Shifting therapeutic attention in MS to osteopontin, type 1 and type 2 IFN

Abstract

It is widely debated whether MS is mediated solely by Th1, or solely by Th17, whether it might be mediated by both pathways, or perhaps by neither pathway. We must integrate the following four facts: first, MS lesions have a signature of IL-6-, IL-17-, osteopontin- and IFN-driven transcriptional activity. Second, MS is worsened with administration of IFN-gamma, the quintessential type 2 IFN and Th1 cytokine. Third, blockade of TNF-alpha worsened MS in clinical trials.
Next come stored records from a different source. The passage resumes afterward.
PR #144242, opened 2026-09-10
perf(build): skip hashes before mandatory cache restores

### LINKED ISSUE #144241: Skip destination validation for mandatory build cache restores
Mandatory build-cache restores validate destination contents that will be replaced regardless of the result. The cached source and input signature already own restore validity.

Skip only the destination read/hash on the always-restore path, retaining cached-source integrity validation, ordinary warm lookup checks and obsolete output pruning. The original targeted destination-read test fails as intended; all 96 final owner tests, selected gate and independent review pass. This maintainer-requested cleanup makes no aggregate build-time or RSS claim.

steipete:
Closes #144241

## What Problem This Solves

Build steps configured to always restore cached outputs still read and hash the destination files before overwriting them. That work cannot make the existing destination eligible for reuse.

## Why This Change Was Made

Skip destination validation for mandatory restores and keep the existing cached-source validation and input-signature checks. Ordinary warm lookups still validate their outputs, and restore still removes obsolete generated files.

## User Impact

Mandatory cache restores avoid unnecessary destination reads without changing cache integrity checks, restore eligibility or generated output cleanup. No broad build-time or memory improvement is claimed.

## Evidence

The extended existing restore test fails on the original code because the destination is read, then passes on the change. All 96 build/cache owner tests, the full selected changed gate and independent P2 review pass, retaining stale-cache and replaced-record integrity coverage. No new helper export or cache-source read-count assertion was added.

### DIFF
--- a/scripts/lib/build-artifact-cache.mts
+++ b/scripts/lib/build-artifact-cache.mts
@@ -403,7 +403,8 @@ export function resolveBuildStepCacheState(
     const relativeOutputFiles = outputFiles.map((file) => portableRelativePath(artifactRoot, file));
     const stampedOutputs = Object.keys(stamp?.outputs ?? {});
     const requiredOutputs = resolveCacheRequiredOutputs(step.cache, params.env ?? process.env);
-    const actualOutputsPresent =
+    const actualOutputsAcceptable =
+      step.cache.restore !== "always" &&
       artifactRecordMismatch(artifactRoot, stamp, signature, requiredOutputs) === undefined;
     const cachedOutputMismatch = artifactRecordMismatch(
       outputRoot,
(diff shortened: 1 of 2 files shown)


steipete:
Merged via squash.

- Prepared head SHA: [4b82dc65d09606a196095e23788b47e1fd553bb2](https://github.com/openclaw/openclaw/pull/144242/commits/4b82dc65d09606a196095e23788b47e1fd553bb2)
- Landed commit: [9edbe0b152265843f48c0727e1f615434b55911d](https://github.com/openclaw/openclaw/commit/9edbe0b152265843f48c0727e1f615434b55911d)

PR #144243, opened 2026-09-10
feat(ui): show reported Gateway isolation

ChazGo:
> [!IMPORTANT]
> **Draft dependency:** This PR intentionally remains draft until Agent Session support is checked into `openclaw/openclaw-windows-packaging` and the corresponding Windows packaging integration is publicly available. The current public [packaging producer commit](https://github.com/ChazGo/openclaw-windows-packaging/commit/613cf63bf9edf2cf6b62bfa78e5ac2d159e39168) proves the strict `disabled` projection for its signed-in-user launch path with 55/55 solution tests, but `clawctl gateway-isolation` and the fail-closed `enabled` Agent Session launch are not public yet.

## What Problem This Solves

The Control UI does not currently show the **Gateway Isolation** posture reported by the running Gateway. Operators therefore cannot confirm from Settings whether **Reported Gateway Isolation** is enabled or identify the command needed to change it.

## Why This Change Was Made

This adds an optional `gatewayIsolation` field to `system.info`, reports the launch-time `OPENCLAW_GATEWAY_ISOLATION` posture only when it is exactly `enabled` or `disabled`, and renders a read-only **Gateway Isolation** section in Connection settings with the reported state and inverse `clawctl gateway-isolation` command. When the optional field is absent, the new section is not rendered, so existing platforms and Gateways remain unchanged.

## User Impact

Operators using a Gateway that reports isolation can see the reported posture and copy the appropriate host command. The UI adds no write RPC, process control, platform inference, session implementation, or behavior for unsupported Gateways.

## Evidence

The screenshot below was captured from the real Control UI built at exact head `7949dcbc451693f10986253931e04ebbe0edcdb9` by [`dist-runtime-build` artifact 10171223596](https://github.com/ChazGo/openclaw/actions/runs/34523610745/artifacts/10171223596) in [CI run 34523610745](https://github.com/ChazGo/openclaw/actions/runs/34523610745). The repository's mocked-Gateway browser harness advertised `system.info`, returned `gatewayIsolation: "enabled"`, observed the UI request, rendered the inverse command, and reported no browser errors.

Gateway Isolation enabled in Connection settings

### Exact-head real Gateway proof

The same exact head was hydrated as a complete Windows x64 runtime, installed on Windows with Node 26.7.0, and launched against isolated disposable state. Its runtime ZIP SHA-256 is `04973F8AE49A598CD50A6FDA262E5119396E6F06AD6AF04AA812397E10CCC009`. A real Control UI browser connected to each real Gateway over WebSocket and observed `system.info`.

| Launch environment | Observed UI | Clipboard result |
|---|---|---|
| `OPENCLAW_GATEWAY_ISOLATION=enabled` | **Enabled** with inverse disable command | `clawctl gateway-isolation disable` |
| `OPENCLAW_GATEWAY_ISOLATION=disabled` | **Disabled** with inverse enable command | `clawctl gateway-isolation enable` |
| Variable omitted | Gateway Isolation section absent | Not applicable |

No browser console or page errors were observed in any of the three runs.

Reported Gateway Isolation enabled from a real exact-head Gateway

Reported Gateway Isolation disabled from a real exact-head Gateway

This proves the exact-head environment-reader → `system.info` → Control UI → clipboard path. The environment values were injected directly for these branch-level runs; this evidence does **not** claim that the unfinished public Windows packaging command or Agent Session isolation is implemented or proven.

The exact-head run completed with 176 successful jobs and 6 skipped jobs. Six underlying jobs failed: the genuine environment-name ratchet at 494 names against the 493 budget, the strict generated-locale release check that current contributor policy intentionally excludes from source PRs while the deterministic source verifier passes, a Control UI performance comparison against the fork's unrelated stale `main`, and three unrelated full-matrix tests in release validation, session reclamation timing, and chat reset fixtures. [Explicit owner approval has been requested](https://github.com/openclaw/openclaw/pull/144243#issuecomment-5624775331) before changing the protected environment budget.

[ClawSweeper's exact-head review](https://github.com/openclaw/openclaw/pull/144243#issuecomment-5622957766) found no actionable correctness defect in the focused patch and kept the draft blocked on the public packaging integration, environment-contract approval, and real end-to-end host proof.

### DIFF
--- a/apps/shared/OpenClawKit/Sources/OpenClawProtocol/GatewayModels.swift
+++ b/apps/shared/OpenClawKit/Sources/OpenClawProtocol/GatewayModels.swift
@@ -18974,6 +18974,7 @@ public struct SystemInfoResult: Codable, Sendable {
     public let diskavailablebytes: Int?
     public let diskpath: String?
     public let disks: [[String: AnyCodable]]?
+    public let gatewayisolation: String?
     public let defaultagentutilitymodel: AnyCodable?
 
     public init(
@@ -18998,6 +18999,7 @@ public struct SystemInfoResult: Codable, Sendable {
         diskavailablebytes: Int? = nil,
         diskpath: String? = nil,
         disks: [[String: AnyCodable]]? = nil,
+        gatewayisolation: String? = nil,
         defaultagentutilitymodel: AnyCodable? = nil)
     {
         self.machinename = machinename
@@ -19021,6 +19023,7 @@ public struct SystemInfoResult: Codable, Sendable {
         self.diskavailablebytes = diskavailablebytes
         self.diskpath = diskpath
         self.disks = disks
+        self.gatewayisolation = gatewayisolation
         self.defaultagentutilitymodel = defaultagentutilitymodel
     }
 
@@ -19046,6 +19049,7 @@ public struct SystemInfoResult: Codable, Sendable {
         case diskavailablebytes = "diskAvailableBytes"
         case diskpath = "diskPath"
         case disks
+        case gatewayisolation = "gatewayIsolation"
         case defaultagentutilitymodel = "defaultAgentUtilityModel"
     }
 }
--- a/packages/gateway-protocol/src/schema/system-info.test.ts
+++ b/packages/gateway-protocol/src/schema/system-info.test.ts
@@ -34,6 +34,24 @@ describe("SystemInfoResultSchema", () => {
     expect(Value.Check(SystemInfoResultSchema, validSystemInfo)).toBe(true);
   });
 
+  it.each(["enabled", "disabled"] as const)(
+    "accepts the optional Gateway isolation state %s",
+    (gatewayIsolation) => {
+      expect(Value.Check(SystemInfoResultSchema, { ...validSystemInfo, gatewayIsolation })).toBe(
+        true,
+      );
+    },
+  );
+
+  it("rejects an invalid Gateway isolation state", () => {
+    expect(
+      Value.Check(SystemInfoResultSchema, {
+        ...validSystemInfo,
+        gatewayIsolation: "unknown",
+      }),
+    ).toBe(false);
+  });
+
   it("rejects extra properties", () => {
     expect(Value.Check(SystemInfoResultSchema, { ...validSystemInfo, extra: true })).toBe(false);
   });
--- a/packages/gateway-protocol/src/schema/system-info.ts
+++ b/packages/gateway-protocol/src/schema/system-info.ts
@@ -45,6 +45,7 @@ export const SystemInfoResultSchema = closedObject({
       }),
     ),
   ),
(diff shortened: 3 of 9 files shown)


ChazGo:
@steipete, this exact head adds one required public production environment contract: `OPENCLAW_GATEWAY_ISOLATION`, projected strictly as `enabled` or `disabled` into the optional authenticated `system.info.gatewayIsolation` field. The shrink-only ratchet correctly reports 494 distinct names against the current 493 budget.

May I update `config/env-var-count-budget.txt` from 493 to 494 for this contract? I will not raise the protected budget without explicit owner approval. The PR remains draft while the matching public Windows packaging producer and its `clawctl gateway-isolation` flow are completed and proven.

ChazGo:
> May I update `config/env-var-count-budget.txt` from 493 to 494 for this contract? I will not raise the protected budget without explicit owner approval. The PR remains draft while the matching public Windows packaging producer and its `clawctl gateway-isolation` flow are completed and proven.

This comment was automatically added because of this comment:
`# Ratchet: lower this number when cleanup removes names; never raise it without owner approval.` in [config/env-var-count-budget.txt](https://github.com/openclaw/openclaw/blob/main/config/env-var-count-budget.txt)

MythiliMur:
I don't think we should do a core change for windows specific code. This setting should be part of windows launcher / bootstrapper.

@RomneyDa, FYI, in case you are asked about this PR.

ChazGo:
> I don't think we should do a core change for windows specific code. This setting should be part of windows launcher / bootstrapper.
> 
> @RomneyDa, FYI, in case you are asked about this PR.

When I was talking with @samanthasong, the guidelines more implied that gateway settings should go here:
>Avoid showing gateway settings in the windows companion app, even if it's a local gateway that was started through the companion app setup script / msix. It is less clean, has little value for now, and will have unpredictable consequences in node networks
>The default ways of editing gateway policies are the Control UI (web dashboard) or directly editing the file"

So, we could decide we won't have any UI reflect this gateway isolation status and it can only be obtained from the CLI.

MythiliMur:
https://github.com/openclaw/openclaw/pull/144452 -- adding this as external supervisor (which is what our windows launcher is）might be better than direct core changes. Can you please explore this option?

Corresponding PR in packaging repo - https://github.com/openclaw/openclaw-windows-packaging/pull/26 though I think you may already have something like this.

ChazGo:
> nal supervisor (which is what our windows launcher is）might be better than direct core changes. Can you please explore this option?

I see, I'm exploring adding this UI with a plugin in the packaging repo which will get automatically installed with the MSIX. I think the UI might be less visible, but it won't touch the openclaw core and we can expose more "clawctl" things in the plugin going forward if needed

ChazGo:
Abandoning in favor of putting the UI into a plugin thats Windows only for now [Add read-only Gateway isolation status plugin](https://github.com/openclaw/openclaw-windows-packaging/pull/28)

PR #144260, opened 2026-09-10
refactor: simplify stored goal fixtures in command tests

steipete:
## What Problem This Solves

Three Goal command tests repeat the same stored-goal setup, making their distinct resume and edit scenarios harder to scan.

## Why This Change Was Made

Use one pure, same-file fixture builder with explicit store path, session key, and status. Each call creates fresh objects and preserves the existing awaited write, all stored fields, and independently authored assertions. This removes 30 net test lines.

## User Impact

No user-visible behavior changes. Existing goal persistence, resume, and edit coverage remains intact; production code and storage semantics are unchanged.

## Evidence

- Complete `commands-goal.test.ts` before/after: all nine cases passed in identical order on Node 26.8.1/macOS.
- Structural expansion restores the complete original source token stream; fresh-object and mutation-isolation checks cover all three calls.
- The changed-file gate and independent review passed. The initial gate caught a shadowed helper parameter; the final naming-only correction passed repeated structural proof and the full gate.

No runtime savings are claimed.

### DIFF
--- a/src/auto-reply/reply/commands-goal.test.ts
+++ b/src/auto-reply/reply/commands-goal.test.ts
@@ -38,6 +38,33 @@ async function upsertSessionEntry(params: {
   );
 }
 
+function buildGoalSessionFixture(
+  storePath: string,
+  targetSessionKey: string,
+  status: "active" | "paused",
+): Parameters<typeof upsertSessionEntry>[0] {
+  return {
+    storePath,
+    sessionKey: targetSessionKey,
+    entry: {
+      sessionId: "sess-main",
+      updatedAt: 1,
+      goal: {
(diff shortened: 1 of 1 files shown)


steipete:
Merged via squash.

- Prepared head SHA: [80ec6931bff5a5d9734c313c47ed99179205027a](https://github.com/openclaw/openclaw/pull/144260/commits/80ec6931bff5a5d9734c313c47ed99179205027a)
- Landed commit: [99cd8f569d2591237eb33a04379f5b228e2330fe](https://github.com/openclaw/openclaw/commit/99cd8f569d2591237eb33a04379f5b228e2330fe)

PR #144273, opened 2026-09-10
refactor(tests): share UI bootstrap deferred fixtures

steipete:
## What Problem This Solves

The Control UI bootstrap tests maintained three local deferred-promise factories and a separate eager resolver capture even though the shared test helper already owns this setup. Maintaining those copies adds no behavioral coverage.

## Why This Change Was Made

Use the existing `createDeferred` helper for startup routing, pending bootstrap responses and connection coordination. All existing assertions, response fixtures, waits and ordering checks remain. Concrete response/location payload types and both `ReturnType<typeof createDeferred<void>>` annotations stay explicit; the ordinary void call uses the helper's default. The shared helper also returns an unused rejection capability; these tests consume only the promise and resolver.

## User Impact

No user-visible or production change. The three test files lose 23 lines overall (+23/-46), with no new test helper or runtime seam.

## Evidence

The original and final candidate each passed all 65 existing cases through `node scripts/run-vitest.mjs ui/src/app/bootstrap.test.ts ui/src/app/config.test.ts ui/src/app/connection-bootstrap.test.ts` on Node 26.5.0/macOS. Both normal native report sets retain 24 shared UI cases and 41 isolated UI cases. Startup/stop ordering, request supersession, connection-generation isolation and credential handling assertions remain covered.

These are local jsdom tests with existing mocks, not a live browser or Gateway exercise. An intermediate scoped lint run caught one unnecessary default type argument; the final candidate removes it while preserving the required type captures. All 18 required changed-file checks passed, including the affected test typecheck and lint. Independent Codex review is clean through P2.

### DIFF
--- a/ui/src/app/bootstrap.test.ts
+++ b/ui/src/app/bootstrap.test.ts
@@ -1,6 +1,7 @@
 import type { RouteLocation } from "@openclaw/uirouter";
 import { describe, expect, it, vi } from "vitest";
 import { CONTROL_UI_BASE_PATH_ATTRIBUTE } from "../../../src/gateway/control-ui-contract.js";
+import { createDeferred } from "../../../test/helpers/promise.js";
 import type { GatewayBrowserClient } from "../api/gateway.ts";
 import { routeIdFromPath, type RouteId } from "../app-routes.ts";
 import {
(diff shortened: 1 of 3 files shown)


steipete:
Merged via squash.

- Prepared head SHA: [58b02c93a9f9d2beb24545a89a8e3e2caf13aca2](https://github.com/openclaw/openclaw/pull/144273/commits/58b02c93a9f9d2beb24545a89a8e3e2caf13aca2)
- Landed commit: [46d4daf83b6d6342dddba2234bec390e1034fad3](https://github.com/openclaw/openclaw/commit/46d4daf83b6d6342dddba2234bec390e1034fad3)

Fourth, inhibiting the main driver of Th17, IL-23, failed to modulate relapsing-remitting MS (RRMS). Against this backdrop, standing outside the framework of the Th1 and Th17 pathways are the type 1 IFN, notably IFN-beta, the most widely used approved therapy for RRMS. A paper in this issue of the European Journal of Immunology demonstrates that IFN-beta suppresses production in CD4(+) T cells of both osteopontin and IL-17. In this commentary, the roles of these two molecules, i.e. osteopontin and IL-17, are discussed in relation to the pathogenesis of MS. Osteopontin may be more important than Th1 or Th17 in the pathogenesis of RRMS. Trials targeting this small integrin-binding protein ought to be pursued in RRMS.